The following list is the result of my testing the approximate gain in Elo for each doubling of thinking time, which should roughly equal the same increase due to doubling speed:
Code: Select all
Base time control: 6 sec + 0.1 sec
(2) : 2 x (6 sec + 0.1 sec) = 12 sec + 0.2 sec
(4) : 24 sec + 0.4 sec
(8) : 48 sec + 0.8 sec
(16): 96 sec + 1.6 sec
QX6700 @ 3.05 GHz
100 positions per match, each position twice (reversed colors)
The mean Elo increase per doubling in time is 117.94 +/- 54. If the Elo increases for doubling from the base time to 12 sec + 0.2 sec is discarded, the increase per doubling is 108.16 +/- 38.52.
I will not claim that there are no problems with my testing methodology, but you will have to point out to me exactly what the problems are. I understand that these numbers do not correspond with your expectations, but this data does have a little bit of support in that it corresponds with the results found by the authors of Dirty and Spandrel.

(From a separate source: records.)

Issue #400, opened 2018-04-17
Remove jest-extended from project


LucianBuzzo:
I encountered a number of bugs in the `jest-extended` project, which means that many tests are giving false positives.
https://github.com/jest-community/jest-extended/issues/121
https://github.com/jest-community/jest-extended/issues/119

PR #402, opened 2018-04-17
397 nested filter

LucianBuzzo:
Fixes the carnage left by the `jest-extended` bug 
connects to #400


src/components/DataTypes/date-time.tsx
```diff
@@ -1,10 +1,14 @@
 import { JSONSchema6 } from 'json-schema';
 import assign = require('lodash/assign');
+import memoize = require('lodash/memoize');
+import * as moment from 'moment';
 import * as React from 'react';
 import { DataTypeEditProps, InputProps } from 'rendition';
 import * as utils from '../../utils';
 import Input from '../Input';
 
+(moment as any).suppressDeprecationWarnings = true;
```
pimterry: What deprecation messages are these? Why do we need to depend on deprecated functionality?

src/components/DataTypes/date-time.tsx
```diff
@@ -14,6 +18,11 @@ const getDefaultDate = (): string => {
 	return `${today}T00:00`;
 };
 
+// Normalize a timestamp to a RFC3339 timestamp, which is required for JSON
+// schema.
+// http://momentjs.com/docs/#/displaying/format/#default-format
```
pimterry: This link doesn't work for me, I think you want https://momentjs.com/docs/#default-format

src/components/DataTypes/date-time.tsx
LucianBuzzo: I was trying to clean up test output a little bit, on reflection its best to leave this in!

If you do point out some plausible flaws, I would be willing to redo the study with corrections made to the methodology.[/quote]

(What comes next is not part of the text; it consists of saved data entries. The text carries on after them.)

PR #405, opened 2018-04-18
[Filters] Use flattening methods on inbound and outbound views and filters

### LINKED ISSUE #404: Filters component should 'unflatten' views, the same way it does with the filters themselves

LucianBuzzo:
Fixes #404

change-type: patch


src/components/Filters/index.tsx
```diff
@@ -111,25 +111,43 @@ class Filters extends React.Component<FiltersProps, FiltersState> {
 		const { filters, schema, views } = this.props;
 
 		const flatSchema = SchemaSieve.flattenSchema(schema);
+		const flatViews = this.flattenViews(views || []);
+		const flatFilters = (filters || []).map(filter =>
```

Ok, I was away for the weekend, so the answer comes with a bit of delay :).
I have 2 major problems with your testing method.

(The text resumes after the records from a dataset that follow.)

Issue #407, opened 2018-04-19
Adding filters without triggering Select onChange results in empty string value


Shou:
Steps to reproduce:

1. Click add filter button
2. Change to any property of a type that renders a select, e.g. booleans or finite enumerables
3. Save
4. Filter value is now empty string instead of first option's value

PR #408, opened 2018-04-19
Fix add filter selects' default value

Shou:
We ensure <select>s in the filter adding modal default to the top value,
instead of an empty string until the `onChange` event is triggered.

Fixes: #407
Change-Type: patch


src/components/DataTypes/enum.tsx
```diff
@@ -107,19 +108,30 @@ export const createFilter = (
...
-		{...props}
-		value={value}
-		onChange={(e: React.FormEvent<HTMLSelectElement>) =>
-			onUpdate(e.currentTarget.value)
-		}
-	>
-		{map(schema.enum, (item: string) => <option key={item}>{item}</option>)}
-	</Select>
-);
+type DataTypeSelectProps = DataTypeEditProps & SelectProps & { slim?: boolean };
```
Shou: I'm guessing we want to consolidate the type declaration above and this one somewhere, but I'm not familiar enough with `rendition` to know where.

Shou:
@lucianbuzzo what do you think of this now?

src/components/Filters/index.tsx
```diff
@@ -416,6 +417,15 @@ class Filters extends React.Component<FiltersProps, FiltersState> {
 				>
 				{map(this.state.edit, ({ field, operator, value }, index) => {
 					const operators = this.getOperators(field);
+					const fieldObject = this.state.schema.properties![field];
+
+					if (value === '') {
```
LucianBuzzo: We shouldn't be updating state as part of the render method like this, Can you move this logic into `setEditField` ?

Shou: @LucianBuzzo that won't solve the problem as it won't be called until the user triggers the `onChange` event. We need to somehow set the value as a default.

LucianBuzzo: @Shou You can put your logic in `getCleanEditModel` as that gets called on construction and when the field selector changes. I just messed around with it and this seems to work a treat
```ts
	getCleanEditModel(field?: string | null) {
		const schema = this.state.schema;
		if (!field) {
			field = Object.keys(schema.properties!).shift()!;
		}
		const operator = this.getOperators(field).shift()!.slug;
		let value: any = '';

		const subschema = schema.properties![field];
		if (typeof subschema !== 'boolean') {
			if (subschema.enum) {
				value = subschema.enum[0] || '';
			}

			if (subschema.type === 'boolean') {
				value = true;
			}
		}

		return {
			field,
			operator,
			value,
		};
	}
```

Shou: Sorry it took so long here – yeah that works, thanks! I've updated the PR with those changes now.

First and the most important is time controls. At least for the first 3 time controls (basically for any TC where average time per move is less than 1 sec) the Elo differences tend to be greatly exaggerated. This is a well-known fact. It's not due to search/evaluation algorithm weaknesses, but TC and interface problem differences which make blunders more often and therefore effectively lower Elo. You can also see then by the extremely low draw percentage. Btw. these extremely short TCs are used in engine tuning exactly because they exaggerate differences so any change you make to the engine is more easily recognized as positive or negative.
The second problem is related to the wide range of Elo differences in your list. I have no clue how you are selecting opponents, but when testing 1 engine with various TC's all opponents have to be the same, always with the same TC (for opponent, so there should be no same opponents with different TCs per opponent). Opponents should also be selected in a way that the weakest is slightly stronger than the tested engine at the shortest TC, while the strongest is slightly weaker then the tested engine at the longest TC and there should be no more than 3 doubling TCs for the tested engine since that would already give more than 200 Elo difference which is quite large.